No answer has yet explicitly pointed out, that this definition of "induced drag" is incorrect. It would be interesting to know where you encountered it. In horizontal flight, lift-induced drag is the horizontal component of the net force generated by the wing.
Not on fixed wing aircraft, but this does happen with rotor wing aircraft and it’s the principal driving mechanism for auto rotation. The section of a rotor blade known as the driven region has an effective force of lift tipped in the direction the rotor spins, driving the rotor blades by means of the air moving through the rotor disc.
Let's approach this from another direction.
Assume that it's possible to find a wing position that generates thrust rather than drag. Thrust or drag is a matter of airflow over the surface, to generate thrust we must have a net forward airflow. Put an indicated air speed sensor in front of the wing, what does it say? Negative.

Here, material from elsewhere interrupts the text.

PR #361, opened 2026-07-25
Adjust legacyBlockAttachmentNudge for macOS < 27

wzxu:
Addresses the over-correction of offset as mentioned in https://github.com/vorssaint/vorssaint-utils/issues/253#issuecomment-5013731850

Now, with the nudge becoming so small I'm not even sure whether or not there's really differences between macOS 27 and below, but I don't have macOS 27 to check, and at least on Tahoe as well as even older version like Sonoma, this change makes the icons perfectly center aligned.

Can a plane fly backwards? No, it would stall. Thus our initial premise must be wrong--it's impossible to have a net thrust from the airframe overall. (It is possible to have it for part of the airframe.)
The understanding of the relationship of drag and thrust in aircraft design is crucial to the development of efficient fuel saving aircraft.
From the aircraft reference, thrust is force towards the line of flight, drag is resistance (from the air) to this path. Because they are directly linearly opposed, thrust = - drag is mathematically correct, and can be derived from the steady state formula thrust + drag = 0.
Realizing this (simple) relationship can help explain other phenomena, such as "autorotation", extremely low net drag of airfoils, the benefits of slats, and (putting them all together), the design of soaring birds.
All gliders seek to find an updraft greater than their rate of descent. The broad, highly cambered wing of the eagle is exactly what airliners emulate when preparing to land, allowing them to slow to around 1/3 of their cruising speed.
But what of the slotted wingtips? Could they be using the updraft to provide thrust? This seems to work fairly well for auto rotating helicopters, so...
By changing relative wind away from flight path, drag on a part of the aircraft can produce thrust force (negative drag) to the line of flight. This is accomplished by producing a localized horizontal lift component to the line of flight.
Importantly, to preserve the strict definitions, drag opposes thrust, but localized lift from induced drag can produce a thrust force in the direction of flight.
Now, to get to the point of the question, the Blackbird, and sailing against the wind in general, the key is to extract mechanical energy from a drag force and use it to create a more efficient thrust force in the direction of travel.
Back to thrust = - drag
Let's add in:
thrust = -drag × conversion efficiency
The simplest model would be an anemometer. Mechanical energy is extracted by the difference in drag coefficient between the closed and open end of a cup. You could make a Blackbird using a giant anemometer, and it would roll in any direction when there was sufficient wind.
with the wind, faster than the wind
A bit more challenging. Now we can take the extracted energy and use it to turn a rotating airfoil, a propeller. Airfoils can generate many times more lift force per unit of drag.
So we turn to iceboats, which can easily sail faster than the wind by minimizing drag. Energy input from the wind is amplified by the sail airfoil, creating a thrust force that "runs away" until the total drag (from the entire craft) = thrust (steady state).
The Blackbird propulsion seems to be a form of "autorotation" (with the inner part of the prop blade absorbing drag energy and the outer part lifting).